Among the various conditions that necessitate paediatric gastrostomy are intake disorders due to diseases caused by central nervous system dysfunction, laryngeal dysfunction, dysphagia due to abnormality or malformation of the larynx, and narrowing of the oesophagus. Because of its high risk, the PEG method is often avoided in children with severe physical and mental disabilities, including those with marked scoliosis, particularly to the right side, causing trunk deformation and positioning of the stomach above the costal arch and those in whom the colon and small intestine are always dilated because of chronic gastrointestinal motility disorder, which is often observed in children with disabilities. Rather, these children are often treated by gastrostomy, whether under direct vision by laparotomy or under laparoscopic guidance.[2],[3] The PEG method has also been reported inappropriate for neonates and infants because of the fragility of tissues and smallness of the body surface area and stomach capacity.[4] Thus, in our department, the Stamm procedure, which avoids inadvertent puncture of other organs, was selected for gastrostomy in infants with severe physical or mental disability, showing marked trunk deformation, and neonates with congenital malformations such as oesophageal atresia.

Complications may occur during the management of gastrostomy, regardless of whether PEG or the Stamm procedure is used. Patients may develop peritonitis because of the leakage of contents from the gastrostomy, catheter removal, catheter perforation, gastric ulcer, pyloric stenosis, hernia, wound infection, wound open, or difficulties closing a stomach fistula.[5],[6],[7],[8],[9] Complications of paediatric gastrostomy were reported in 40 (16.7%) of 240 patients, with 24 (10%) showing leakage from the gastric fistula, 7 (2.9%) showing wound infection and wound opening, and 5 (2.1%) showing intraperitoneal gastric fluid leakage.[7] Another study reported that 19 (15.8%) of 280 patients experienced complications.[8]
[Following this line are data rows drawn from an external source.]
PR #117, opened 2018-11-21
feat(i18n): fix code splitting for mc-app-kit messages

montezume:
#### Summary

Even though we were using `import()`  for the react-intl-localized-strings used by the app-kit, it wasn't resulting in any code splitting because
* we weren't using `experimentalCodeSplitting` in the rollup config for this package
* we were exporting the json directly from index.js

This PR resolves both of those and updates the README for the i18n package.

I'm not sure I would consider this a breaking change, because the app-kit messages are only really supposed to be used inside of the app-kit 🤔.

If we want to keep the direct exports of the i18n files, we should look into using multiple entry points here... But I don't think it's necessary. WDYT?

### DIFF
--- a/packages/i18n/README.md
+++ b/packages/i18n/README.md
@@ -1,9 +1,10 @@
 # @commercetools-frontend/i18n
 
-MC messages and locale data (moment and react-intl).
-Supported languages:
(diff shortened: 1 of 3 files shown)


emmenko:
I'm updating the README, hold on a sec

PR #120, opened 2018-11-22
WIP: Add peerDeps while adding ranges

tdeekens:
#### Summary

This pull request is meant to drive an internal discussion how to deal with shared dependencies.


packages/application-shell/package.json
```diff
@@ -51,56 +51,49 @@
     "@commercetools-frontend/sentry": "2.1.1",
     "@commercetools-frontend/storage": "2.0.0",
     "@commercetools-frontend/url-utils": "2.0.0",
-    "@flopflip/launchdarkly-adapter": "2.4.4",
-    "@flopflip/memory-adapter": "1.1.0",
-    "@flopflip/react-broadcast": "7.2.3",
```
tdeekens: This is only configured here so I don't think we need to have it as a ranged dep here. Maybe the adapter can as that should not be shared.

packages/application-shell/package.json
```diff
@@ -51,56 +51,49 @@
...
     "apollo-cache-inmemory": "1.3.10",
-    "apollo-client": "2.4.6",
```
tdeekens: Just configured here never really used so no real dep.

packages/application-shell/package.json
```diff
@@ -51,56 +51,49 @@
...
     "apollo-link-error": "1.1.1",
     "apollo-link-http": "1.5.5",
     "apollo-link-logger": "1.2.3",
     "apollo-link-retry": "2.2.5",
-    "classnames": "2.2.6",
-    "common-tags": "1.8.0",
-    "debounce-async": "0.0.2",
-    "downshift": "3.1.5",
-    "fast-equals": "1.6.1",
-    "formik": "1.3.2",
```
tdeekens: The above are all shared and used across both so both lib/app have a requirement towards them.

packages/application-shell/package.json
tdeekens: Which one do you mean? I wrote the adapter does not have to be a peer dep as it is only used internally. 

Re-exporting is the other option suggested on the issue yes. I was wondering mostly which packages we want (if) to reexport and which we want as peer dep and which as a wider range. 

I opened this PR hoping to fuel getting such feedback. What are the concrete pros and cons you see in re-exporting? 

I think we have two proposals in how we could (if) re-export. Through props or through ESM.

emmenko: Given our experience, we usually need the exports from `@flopflip/react-broadcast` when working on applications, right?

What about my other suggestion of having an extra package?

tdeekens: I‘d be interested in contrasting approaches from props and cons. 

My main concern about packages is, as mentioned earlier, this is not only about flopflip but also about other dependencies. Having 1-n packages each re-exporting some library feels really odd and boilerplate heavy. 

We could obviously just re-export from the app-shell so you can import { ToggleFeature, branchOnFeatureToggle } from app-shell. That would however be a breaking change and delutes where the dependency originates from. 

Peer deps might feel semantically a bit wrong I agree and leaks the problem to apps. However other libs are also a peer dep like react-router etc. 

What‘s your line of argument weighting things?

emmenko: > his is not only about flopflip but also about other dependencies. 

Right, maybe we list first what dependencies are "affected" by this?

About the peer deps, I would do that only for dependencies that are usually used when you develop an app (e.g. react, etc).
I think flopflip is a special case, because we only use it internally at CT, so we can also treat it as a special case (hence the idea with the package).

tdeekens: > maybe we list first what dependencies are "affected" by this?

😂 It‘s what I opened this PR for and wrote once or twice again already we‘d have to declare. 🤙🏻

I know what other peer deps are and why they are declared as such. Flopflip is also used when you develop an app some what. 

Still I‘d like to dicuss pros and cons for some scenarios to decide on how we proceed.

tdeekens:
Didn‘t create a meaningful dicussion around objective ways of to solve this as I hoped it could. As a result closing.

PR #121, opened 2018-11-22
fix: app crashing when project is not found

emmenko:
We found out that when the app was requesting a project that does not exist (or the user does not have access to), the app would crash.

image

The problem was that in some places we were assuming that the `project` was defined, which might not always be. Now, when the project is not found, we render the app correctly and show the 404 page.

image

### DIFF
--- a/packages/application-shell/src/components/application-shell/application-shell.js
+++ b/packages/application-shell/src/components/application-shell/application-shell.js
@@ -222,11 +222,12 @@ export const RestrictedApplication = props => (
                             <FetchProject projectKey={projectKeyFromUrl}>
                               {({ isLoading: isLoadingProject, project }) => {
                                 // Render the loading navbar as long as all the data
-                                // hasn't been loaded.
+                                // hasn't been loaded, or if the project does not exist.
                                 if (
                                   isLoadingUser ||
                                   isLoadingLocaleData ||
-                                  isLoadingProject
+                                  isLoadingProject ||
+                                  !project
                                 )
                                   return <LoadingNavBar />;
 
--- a/packages/application-shell/src/components/quick-access/create-commands.js
+++ b/packages/application-shell/src/components/quick-access/create-commands.js
@@ -316,6 +316,7 @@ export default ({
         ].filter(Boolean),
       },
     project &&
+      project.languages &&
       project.languages.length > 1 && {
         id: 'action/set-resource-language',
         text: intl.formatMessage(messages.setResourceLanguage),
--- a/packages/application-shell/src/components/quick-access/index.js
+++ b/packages/application-shell/src/components/quick-access/index.js
@@ -1,5 +1,6 @@
 import React from 'react';
 import Loadable from 'react-loadable';
+import { reportErrorToSentry } from '@commercetools-frontend/sentry';
 import ButlerContainer from './butler-container';
 import * as gtm from '../../utils/gtm';
 import trackingEvents from './tracking-events';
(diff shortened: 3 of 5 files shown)


packages/application-shell/src/components/application-shell/application-shell.js
```diff
@@ -222,11 +222,12 @@ export const RestrictedApplication = props => (
...
                               {({ isLoading: isLoadingProject, project }) => {
                                 // Render the loading navbar as long as all the data
-                                // hasn't been loaded.
+                                // hasn't been loaded, or if the project does not exist.
                                 if (
                                   isLoadingUser ||
                                   isLoadingLocaleData ||
-                                  isLoadingProject
+                                  isLoadingProject ||
+                                  !project
```
emmenko: This is to avoid rendering the navbar. If we don't do that, the query to the settings api to fetch the custom app links will fail with `401`, because the `projectKey` is missing, causing the app to log the user out.
So we only render the navbar if there is a project

packages/application-shell/src/components/quick-access/index.js
```diff
@@ -20,7 +21,21 @@ export default class QuickAccessTrigger extends React.Component {
     document.removeEventListener('keydown', this.handler);
   }
 
-  state = { isVisible: false };
+  // If for some reason an error is thrown, catch it and do not render QuickAccess
+  // to avoid crashing the entire app.
+  componentDidCatch(error, errorInfo) {
```
emmenko: This is just to prevent possible errors from quickaccess to crash the app

packages/permissions/src/utils/has-permissions.js
```diff
@@ -36,7 +36,10 @@ const hasManageProjectPermission = actualPermissions =>
 //     'ViewProducts'
 // - actualPermissions:
 //     { canViewProducts: true, canManageOrders: false }
-export const hasPermission = (demandedPermission, actualPermissions) =>
+// NOTE: in case the `actualPermissions` are not defined, fall back to an empty object.
+// This might be the case when the permissions for a user/project could not be loaded
+// (e.g. project not found).
+export const hasPermission = (demandedPermission, actualPermissions = {}) =>
```
emmenko: This is the actual fix for the thrown error

packages/application-shell/src/components/application-shell/application-shell.js
qmateub: First of all sorry for point something that was not added in this PR but would make sense to extract this condition into a variable for the sake of readability `canRenderNavBar` or something like that? 😋

packages/application-shell/src/components/quick-access/create-commands.js
```diff
@@ -316,6 +316,7 @@ export default ({
         ].filter(Boolean),
       },
     project &&
+      project.languages &&
```
qmateub: Could we also use directly the conditional chain? something like `project?.languages?.length > 1 `

packages/application-shell/src/components/quick-access/index.js
qmateub: 👌

packages/application-shell/src/components/quick-access/create-commands.js
emmenko: I think we said we prefer not to use this syntax in the public repos

qmateub: OMG 🤦‍♂️ My bad, though we were in the mc repo 🙏

PR #124, opened 2018-11-23
chore: sync en.json -> core.json after pulling messages from tx

emmenko:
Just to sync `en.json` -> `core.json` after pulling new messages from tx


adnasa:
> Just to sync en.json -> core.json after pulling new messages from tx

For more context to others, we do this to ensure that new translators has up-to-date original message for better reference

adnasa:
btw, shall we do a sync now before merge or?

dferber90:
> Just to sync en.json -> core.json after pulling new messages from tx

Sidenote: Sometimes when testing it's useful to use the `core.json` messages to ensure tests don't break because translations change. Having the sync between messages prevents us from doing that. I'm not too concerned with it, but wanted to point it out so you're aware.

emmenko:
> Sometimes when testing it's useful to use the `core.json` messages to ensure tests don't break because translations change.

I think we usually mock `intl.formatMessage` to return the message id "as the translated message", so we just assert on ids.
Is that what you're talking about or something different?

dferber90:
Mocking is the case for `enzyme` tests, but not when using `react-testing-library` (or our `test-utils`, where the `IntProvider` is fed the `core.json` messages). Maybe it doesn't matter as much for app-kit. It is more important for the MC itself though.

emmenko:
> Mocking is the case for enzyme tests, but not when using react-testing-library

Yeah I see ok.

> It is more important for the MC itself though.

We also have the same sync happening there. Probably we should not rely too much on the translation messages.

Thanks for pointing it out though 💯

PR #126, opened 2018-11-23
docs(changelog): for v2.3.3 [skip ci]

emmenko:


emmenko:
Putting on hold until we include #135 and #136

tdeekens:
Makes sense. I am super eager to learn how well auto-publishing to `@next` works on UIKit. Given it proves valuable we can do the same here maybe and just move tags every two weeks or so having kind of like a release train.

emmenko:
Closing in favor of #138

PR #135, opened 2018-11-26
feat(quick-access): respect feature toggles

dferber90:
Respects feature-toggles for QuickAccess.

I did not go through the feature-toggles in depth. Let me know in case I forgot to hide some Quick Access links to routes which are hidden by your team's feature toggles 🙇


dferber90:
The tests were failing because they were running without feature toggles. Fixed it now 👍

PR #1294, opened 2020-01-31
fix(permissions): to match inferred data fence (view when manage)

tdeekens:
#### Summary

This pull request fixes data fencing matching the inferred permission: view should be inferred by manage as with general permissions.

#### Description

I went commit by commit and review should also be possible as such.

### DIFF
--- a/packages/application-shell/src/components/application-shell/application-shell.spec.js
+++ b/packages/application-shell/src/components/application-shell/application-shell.spec.js
@@ -1142,7 +1142,7 @@ describe('when navbar menu items do not match given data fences', () => {
               value: 'usa',
               type: 'store',
               group: 'orders',
-              name: 'canManageOrders',
+              name: 'canViewOrders',
             },
           ],
         }),
@@ -1162,7 +1162,7 @@ describe('when navbar menu items do not match given data fences', () => {
         {
           type: 'store',
           group: 'orders',
-          name: 'ViewOrders',
+          name: 'ManageOrders',
         },
       ],
     });
--- a/packages/permissions/src/utils/has-permissions.spec.tsx
+++ b/packages/permissions/src/utils/has-permissions.spec.tsx
@@ -33,7 +33,7 @@ describe('hasPermission', () => {
       demandedPermission = 'ManageProducts';
       actualPermissions = { canManageProducts: true };
     });
-    it('should return true', () => {
+    it('should indicate the permission the permission matches', () => {
       expect(hasPermission(demandedPermission, actualPermissions)).toBe(true);
     });
   });
@@ -48,7 +48,7 @@ describe('hasPermission', () => {
           canManageProducts: true,
         };
       });
-      it('should return true', () => {
+      it('should indicate the permission the permission matches', () => {
         expect(hasPermission(demandedPermission, actualPermissions)).toBe(true);
       });
     });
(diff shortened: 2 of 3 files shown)


packages/permissions/src/utils/has-permissions.ts
```diff
@@ -313,10 +319,17 @@ export const hasSomeDataFence = (options: TOptionsForAppliedDataFence) => {
...
-      ).find(
-        ([dataFenceName, dataFenceValue]) =>
-          dataFenceValue && dataFenceName === toCanCase(demandedDataFence.name)
-      );
+      ).find(([dataFenceName, dataFenceValue]) => {
+        // Either the manage permission matches or the
+        // a demanded view permission is implied by a manage permission.
+        const doesDataFenceMatchByName =
+          dataFenceName === toCanCase(demandedDataFence.name) ||
+          dataFenceName === toCanCase(toManageCase(demandedDataFence.name));
```
tdeekens: The fix. The above is just moving logic around to be reusable.

packages/permissions/src/utils/has-permissions.spec.tsx
```diff
@@ -290,8 +318,60 @@ describe('hasSomeDataFence', () => {
...
+          demandedDataFences: [
+            {
+              type: 'store',
+              group: 'orders',
+              name: 'ViewOrders',
+            },
+          ],
+          selectDataFenceData: () => ['store-1'],
+        })
+      ).toBe(true);
```
adnasa: yes! 💯

packages/permissions/src/utils/has-permissions.ts
adnasa: to clarify:

```
demandedDF: VIEW
dataFenceName VIEW
output: true

demandedDF: MANAGE
dataFenceName VIEW
output: false

demandedDF: VIEW
dataFenceName MANAGE
output: true

demandedDF: MANAGE
dataFenceName MANAGE
output: true
```

tdeekens: Yes.

tdeekens:
I don't reproduce this test failure locally. Even with `CI=true` not. Hm.

packages/permissions/src/utils/has-permissions.spec.tsx
```diff
@@ -33,7 +33,7 @@ describe('hasPermission', () => {
       demandedPermission = 'ManageProducts';
       actualPermissions = { canManageProducts: true };
     });
-    it('should return true', () => {
+    it('should indicate the permission the permission matches', () => {
```
emmenko: Duplicated words?

packages/permissions/src/utils/has-permissions.ts
```diff
@@ -66,7 +66,11 @@ type TOptionsForAppliedDataFence = {
 
 // Build the permission key from the definition to match it to the format coming
 // from the API.
```
emmenko: This comment refers to the `toCanCase` function

packages/application-shell/src/components/application-shell/application-shell.spec.js
```diff
@@ -1142,7 +1142,7 @@ describe('when navbar menu items do not match given data fences', () => {
               value: 'usa',
               type: 'store',
               group: 'orders',
-              name: 'canManageOrders',
+              name: 'canViewOrders',
```
emmenko: Thanks! Was this related to the changes in this PR or was it wrong before?

tdeekens: It related to the changes and was kind of right but also wrong. data fence permissions should infer view from manage. Just like with any other permission.

PR #1300, opened 2020-02-03
fix(app-shell): to read project key from url again when location changes

emmenko:
I noticed that on the very first load of the page, where your localStorage is empty, the NavBar does not get rendered.
This is because the appshell does not render it when there is no "projectKey" in the URL.
However, when you open the MC at `/`, we then redirect you to a project `/:projectKey`.
The redirect works, but the part of the appshell where we read `selectProjectKeyFromUrl` does not re-render.

This PR adds a `useLocation` so that changes in the routes always cause a re-render.

### DIFF
--- a/packages/application-shell/src/components/application-shell/application-shell.spec.js
+++ b/packages/application-shell/src/components/application-shell/application-shell.spec.js
@@ -136,7 +136,7 @@ describe('when route does not contain a project key (e.g. /account)', () => {
     });
   });
 });
-describe('when user fist visits "/" with no projectKey defined in localStorage', () => {
+describe('when user first visits "/" with no projectKey defined in localStorage', () => {
   let operations;
   beforeEach(() => {
     operations = mocksForMc.createMockOperations();
--- a/packages/application-shell/src/components/application-shell/application-shell.spec.js
+++ b/packages/application-shell/src/components/application-shell/application-shell.spec.js
@@ -26,7 +26,6 @@ import {
   ApplicationNavbarMenuMock,
   ApplicationNavbarSubmenuMock,
 } from '../../../../../graphql-test-utils';
-import selectProjectKeyFromUrl from '../../utils/select-project-key-from-url';
 import { createApolloClient } from '../../configure-apollo';
 import { STORAGE_KEYS } from '../../constants';
 import { PROJECT_EXTENSIONS } from '../../feature-toggles';
@@ -34,7 +33,6 @@ import ApplicationShellProvider from '../application-shell-provider';
 import ApplicationShell from './application-shell';
 
 jest.mock('@commercetools-frontend/sentry');
-jest.mock('../../utils/select-project-key-from-url');
 
 const createTestProps = props => ({
   environment: {
@@ -122,7 +120,7 @@ describe('when rendering', () => {
     await rendered.findByText('Application name: my-app');
   });
 });
-describe('when route does not contain a project key', () => {
+describe('when route does not contain a project key (e.g. /account)', () => {
   beforeEach(() => {
     createGraphqlMockServer(xhrMock, {
       operationsByTarget: { mc: mocksForMc.createMockOperations() },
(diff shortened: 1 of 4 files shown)


packages/application-shell/src/components/application-shell/application-shell.tsx
```diff
@@ -141,336 +141,345 @@ export const RestrictedApplication = <
...
-              | typeof LOGOUT_REASONS[keyof typeof LOGOUT_REASONS]
-              | undefined;
-            if (hasUnauthorizedError)
-              logoutReason = LOGOUT_REASONS.UNAUTHORIZED;
-            else if (hasUserBeenDeletedError)
-              logoutReason = LOGOUT_REASONS.DELETED;
-            return (
-              <Redirector to="logout" queryParams={{ reason: logoutReason }} />
+) => {
+  const location = useLocation();
```
emmenko: Here we read the location

packages/application-shell/src/components/application-shell/application-shell.tsx
```diff
@@ -141,336 +141,345 @@ export const RestrictedApplication = <
...
+                );
+              }}
+            </AsyncLocaleData>
+          );
         }
-        // Since we do not know the locale of the user, we pick it from the
-        // user's browser to attempt to match the language for the correct translations.
-        const userLocale = getBrowserLocale(window);
+
+        const projectKeyFromUrl = selectProjectKeyFromUrl(location.pathname);
```
emmenko: And here we read the project key from the URL. Note that we're passing the pathname from the router location.

emmenko:
I'll try to write a test for this as well

packages/application-shell/src/components/application-shell/application-shell.spec.js
```diff
@@ -138,6 +136,25 @@ describe('when route does not contain a project key', () => {
...
 });
+describe('when user fist visits "/" with no projectKey defined in localStorage', () => {
+  let operations;
+  beforeEach(() => {
+    operations = mocksForMc.createMockOperations();
+    createGraphqlMockServer(xhrMock, {
+      operationsByTarget: { mc: operations },
+    });
+  });
+  it('should not render the NavBar first, then redirect to "/:projectKey" and render the NavBar', async () => {
```
emmenko: FYI: I wanted to test that the navbar is not shown **before** the redirect, but I can't think of a way to do that. I would still like to keep the test description like this, to make it clear what the intention is.

packages/application-shell/src/components/application-shell/application-shell.tsx
emmenko: FYI: So this is a bit of a tech debt. I commented above what the trade-off is. There is no "easy" way not to achieve what we want to without having to subscribe to route changes.
Maybe if we rewrite the component to use hooks and split it up a bit, we might be able to "reduce" the area of influence regarding re-rendering when a route changes.
We should also look out a bit for performance, in case we notice that the app got "slower" because of the many re-rendering.

packages/application-shell/src/components/quick-access/index.tsx
```diff
@@ -98,12 +97,11 @@ const QuickAccessTrigger = (props: Props) => {
       document.removeEventListener('keydown', keyHandler);
     };
   }, [keyHandler]);
-  const location = useLocation();
 
   if (!isVisible) return null;
 
   return (
-    <ErrorBoundary pathname={location.pathname}>
+    <ErrorBoundary>
```
emmenko: We actually don't need the pathname for this component.

emmenko:
@adnasa @tdeekens please have another look. I left some comments for the tech debt. I would like then to release this today so that the upgrade PR is ready for review/merge. Thanks

packages/application-shell/src/components/application-shell/application-shell.spec.js
```diff
@@ -122,7 +120,7 @@ describe('when rendering', () => {
     await rendered.findByText('Application name: my-app');
   });
 });
-describe('when route does not contain a project key', () => {
+describe('when route does not contain a project key (e.g. /account)', () => {
```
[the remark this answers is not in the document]
emmenko: Correct

emmenko:
> Did you check if this however means that we re-fetch the project on each route change?

Yeah I double checked. Apollo reads the data from cache, so there is no network request.

emmenko:
@tdeekens anything else from your side?

PR #1305, opened 2020-02-04
fix(create-mc-app): escape white spaces in project path

### LINKED ISSUE #1303: Installing a custom app breaks if the folder path contains a white space
**Describe the bug**
When running the script to install the starter template, if one of the folder in the path to the current working directory contains a white space, the command breaks.

**To Reproduce**

1. Assuming the current working directory is:

  ```
  /Users/emmenko/my projects/test
  ```

2. When running the install command

  ```
  npx @commercetools-frontend/create-mc-app \
    my-new-custom-application-project \
    --template starter
  ```

3. The command fail because the template could not be copied

**Expected behavior**
The command should not fail if the path contains whitespaces in the folder names

emmenko:
Fixes #1303

### DIFF
--- a/packages/create-mc-app/src/steps/download-template.js
+++ b/packages/create-mc-app/src/steps/download-template.js
@@ -1,3 +1,4 @@
+const fs = require('fs');
 const os = require('os');
 const path = require('path');
 const execSync = require('child_process').execSync;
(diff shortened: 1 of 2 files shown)


packages/create-mc-app/src/steps/download-template.js
```diff
@@ -50,13 +51,26 @@ module.exports = function downloadTemplate({
...
-      `Could not copy template "${templateName}" into "${projectDirectoryPath}"`
+      `Could not copy template "${templateName}" into "${sanitizedProjectDirectoryPath}"`
+    );
+  }
+
+  const templatePackageJsonPath = path.join(
+    projectDirectoryPath,
+    'package.json'
+  );
+  if (!fs.existsSync(templatePackageJsonPath)) {
```
emmenko: This is just an extra check

packages/create-mc-app/src/steps/download-template.js
```diff
@@ -50,13 +51,26 @@ module.exports = function downloadTemplate({
     tagOrBranchVersion
   );
 
+  const sanitizedProjectDirectoryPath = projectDirectoryPath
+    // Escape white spaces
+    .replace(/ /g, '\\ ');
```
emmenko: This is the fix

PR #1306, opened 2020-02-04
fix: use main ui-kit package as peer dependency

### LINKED ISSUE #1304: Starter template is missing some peer dependencies
**Describe the bug**
Some of the peer dependencies from AppShell are not defined in the starter template.

**To Reproduce**
Install and run a starter template, webpack fails because of missing dependencies

**Expected behavior**
The starter app should not fail to start

emmenko:
Fixes #1304 

This is a bit tricky. The appkit uses the individual packages from uikit and at the moment it requires them as peer dependencies (from appshell, app components, react-notifications).

In theory, the applications should require all the peer dependency packages from all those appkit packages. I think this is a bit "too much" to keep track and maintain those peer deps.

I propose for the appkit packages to required the main `@commercetools-frontend/ui-kit` as a peer dependency so that apps should only need to required 1 dependency.
However, apps and app-kit packages should be able to import the individual packages, as all of them are dependencies of the main `@commercetools-frontend/ui-kit` package.

WDYT?


emmenko:
Wat?? 🤔

image

tdeekens:
So the path forward to adopt split out packages in the apps would be to add the "all"-preset while pulling in the split out packages too for importing them if needed? This would result in the app to still only bundle the used packages, right? Just thinking out loud.

emmenko:
> So the path forward to adopt split out packages in the apps would be to add the "all"-preset while pulling in the split out packages too for importing them if needed? This would result in the app to still only bundle the used packages, right? Just thinking out loud.

Yeah kind of. If "you know what your're doing" you can still pull single packages, but you need to keep track of the ones used by the app-kit packages.
I think this way it will be more straight-forward.

Alternative is to not have those uikit single packages as peer deps, but that would complicate updating to a newer version of uikit without waiting for appkit to upgrade as well. Unless you use yarn resolutions.

So for the end user, I feel like it's easier that way.

application-templates/starter/package.json
```diff
@@ -19,17 +19,13 @@
...
-    "@commercetools-uikit/spacings": "10.13.0",
-    "@commercetools-uikit/text": "10.13.0",
+    "@commercetools-frontend/ui-kit": "10.13.0",
     "prop-types": "15.7.2",
     "react": "16.12.0",
     "react-apollo": "3.1.3",
     "react-dom": "16.12.0",
     "react-intl": "3.4.0",
     "react-redux": "7.1.3",
-    "react-router": "5.1.2",
```
emmenko: It's included as a dep of `react-router-dom`

image

tdeekens:
> So for the end user, I feel like it's easier that way.

...or app-kit doesn't pin those it lists as peer dependencies and uses actually a range in accordance with the peer dep range?

emmenko:
Yeah, we can do that as well. Actually I'm going to try that because the test are failing for something I don't understand

PR #1309, opened 2020-02-04
chore: run CI jobs with github actions

emmenko:
TL;DR: remove CircleCI and use GitHub Actions to run the CI workflow.

The main reason is that we want to offload some of the jobs from circleci to reduce the amount of the resources that we use there, especially once we switch to the new plan.
Since we can now use github actions with our github org account, we wanted to use those for some of our OSS repositories.

The docs-kit repo has already been migrated to github actions.


emmenko:
Alright, this should be good to go now. I'll clean up CircleCI after merging this.

.github/workflows/main.yml
```diff
@@ -0,0 +1,110 @@
...
+
+# The event triggers are configured as following:
+# - on branch master, trigger the workflow on every push
+# - on any pull request, trigger the workflow
+# This is to avoid running the workflow twice on pull requests.
+on:
+  push:
+    branches:
+    - master
+  pull_request:
```
tdeekens: Nice. This is the same at docs-kit, right?

package.json
```diff
@@ -23,6 +23,8 @@
     "format:graphql": "prettier --write --parser graphql '**/*.graphql'",
     "start": "yarn playground:start",
     "prerelease": "yarn auth && yarn build && yarn typecheck",
+    "prerelease:alpha": "yarn prerelease",
```
tdeekens: Will this be published to another dist-tag? Should it maybe while also having another prefix in the name of the bundle?

playground/package.json
```diff
@@ -8,7 +8,7 @@
     "start": "mc-scripts start",
     "compile-html:eu": "mc-scripts compile-html --headers=$(pwd)/production-eu.headers.json --config=$(pwd)/production-eu.env.json --use-local-assets --transformer $(pwd)/config/transformer-now.js",
     "compile-html:us": "mc-scripts compile-html --headers=$(pwd)/production-us.headers.json --config=$(pwd)/production-us.env.json --use-local-assets --transformer $(pwd)/config/transformer-now.js",
-    "start:prod:local": "NODE_ENV=production mc-http-server --csp=$(pwd)/csp.json --config=$(pwd)/env.json --use-local-assets",
+    "start:prod:local": "NODE_ENV=production mc-http-server --headers=$(pwd)/headers.json --config=$(pwd)/env.json --use-local-assets",
```
tdeekens: 💯

.github/workflows/main.yml
emmenko: Yep

package.json
emmenko: Hmm I'm not sure I follow 🧐

tdeekens: Ah sorry, gotta get some coffee. Didn't see the `pre` infront.

.github/workflows/main.yml
```diff
@@ -0,0 +1,117 @@
...
+          PERCY_TOKEN: ${{ secrets.PERCY_TOKEN_E2E_PLAYGROUND }}
+
+      - name: Running End-to-End tests for Starter template application
+        uses: cypress-io/github-action@v1
+        with:
+          headless: true
+          build: 'yarn template-starter:build'
+          start: 'yarn template-starter:start:prod:local'
+          wait-on: 'http://localhost:3001'
+          spec: 'cypress/integration/playground/**/*.js'
```
ahmehri:
```suggestion
          spec: 'cypress/integration/template-starter/**/*.js'
```

.github/workflows/main.yml
```diff
@@ -0,0 +1,117 @@
...
+          env: 'CI=true'
+          command-prefix: 'percy exec --'
+        env:
+          NODE_ENV: test
+          PERCY_TOKEN: ${{ secrets.PERCY_TOKEN_E2E_STARTER }}
+
+      - name: Uploading Cypress artifacts
+        # Test run video was always captured, so this action uses "always()" condition
```
ahmehri:
```suggestion
        # Test run video was always captured because the action was using "always()" condition
```

.github/workflows/main.yml
```diff
@@ -0,0 +1,117 @@
...
+        uses: actions/upload-artifact@v1
+        if: failure()
+        with:
+          name: cypress-videos
+          path: cypress/videos
+
+  publish_to_canary:
+    needs: build_lint_and_test
+
```
ahmehri:
```suggestion
```

.github/workflows/main.yml
```diff
@@ -0,0 +1,117 @@
...
+    if: github.ref == 'refs/heads/master'
+
```
ahmehri:
```suggestion
```

.github/workflows/main.yml
```diff
@@ -0,0 +1,117 @@
...
+    runs-on: ubuntu-latest
+
```
ahmehri:
```suggestion
```

.github/workflows/main.yml
```diff
@@ -0,0 +1,117 @@
...
+    steps:
+      - name: Checkout
+        uses: actions/checkout@v1
+
```
ahmehri:
```suggestion
```

.github/workflows/main.yml
```diff
@@ -0,0 +1,117 @@
...
+      - name: Install dependencies
+        uses: bahmutov/npm-install@v1
+
```
ahmehri:
```suggestion
```

jest-puppeteer.config.js
```diff
@@ -1,4 +1,8 @@
 module.exports = {
+  launch: {
+    args: ['--no-sandbox', '--disable-setuid-sandbox'],
```
ahmehri: Is it maybe `--disable-setup-sandbox`?

.github/workflows/main.yml
emmenko: I think you are reviewing an outdated version

jest-puppeteer.config.js
emmenko: No it's correct: https://github.com/puppeteer/puppeteer/blob/master/docs/troubleshooting.md#setting-up-chrome-linux-sandbox

.github/workflows/main.yml
ahmehri: Yes, I already resolved the outdated conversations, no need to check them 👍 .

Peri-gastric fistula inflammation due to the leakage of stomach contents from the gastric fistula is one of the most common complications of gastrostomy. This leakage and inflammation may cause tissue destruction and skin erosion, as well as destroying subcutaneous fat and making the layer between the skin and stomach thinner. Subsequently, puncture holes gradually increase in size, even the catheter is changed to a larger size, organisation is weakened, and the pores become bigger, forming a labial gastric fistula after loss of the gastric mucosa. Postoperative convulsions and hypertonia infants with severe physical and mental disability may become obstacles to wound and fistula resolution and the risk of complications is high, making postoperative drug treatment essential.[1]

Increases in abdominal pressure accompanying respiratory disease, heart disease, aspiration, and tension could cause leakage from the gastrostomy. The Stamm procedure recommends that the gastrostomy tube should be inserted through an independent site.[1] In children, however, direct insertion of the gastrostomy tube through the laparotomy site can minimize the wound. However, once the gastric mucosa becomes exposed and a labial fistula forms, re-gastrostomy may be required.

Re-gastrostomy not only increases the size of the laparotomy incision, but also the surgical invasion itself will become more marked because of adhesions in the abdominal cavity. To prevent complications, care should be taken in performing gastrostomy in infants, keeping in mind that gastrostomy for infants is never a minor operation.

PGF is treated at our institution by temporarily placing a small tube in the fistula to relieve the area around the gastrostomy site, inserting a feeding tube through the nose, and after healing of the gastrocutaneous fistula, reverting to the previous-sized gastrostomy button. This method has yielded favourable outcomes without recurrence.


   Conclusion Top


Risk factors for PGF after Nissen fundoplication included an increase in the internal pressure of the stomach caused by positive pressure ventilation during the perioperative period and pyloric obstruction caused by migration of the gastrostomy tube towards the pylorus. Treatment of PGF included relieving the fistula and allowing inflammation around the fistula to subside, followed by reinsertion of a 14Fr gastrostomy tube.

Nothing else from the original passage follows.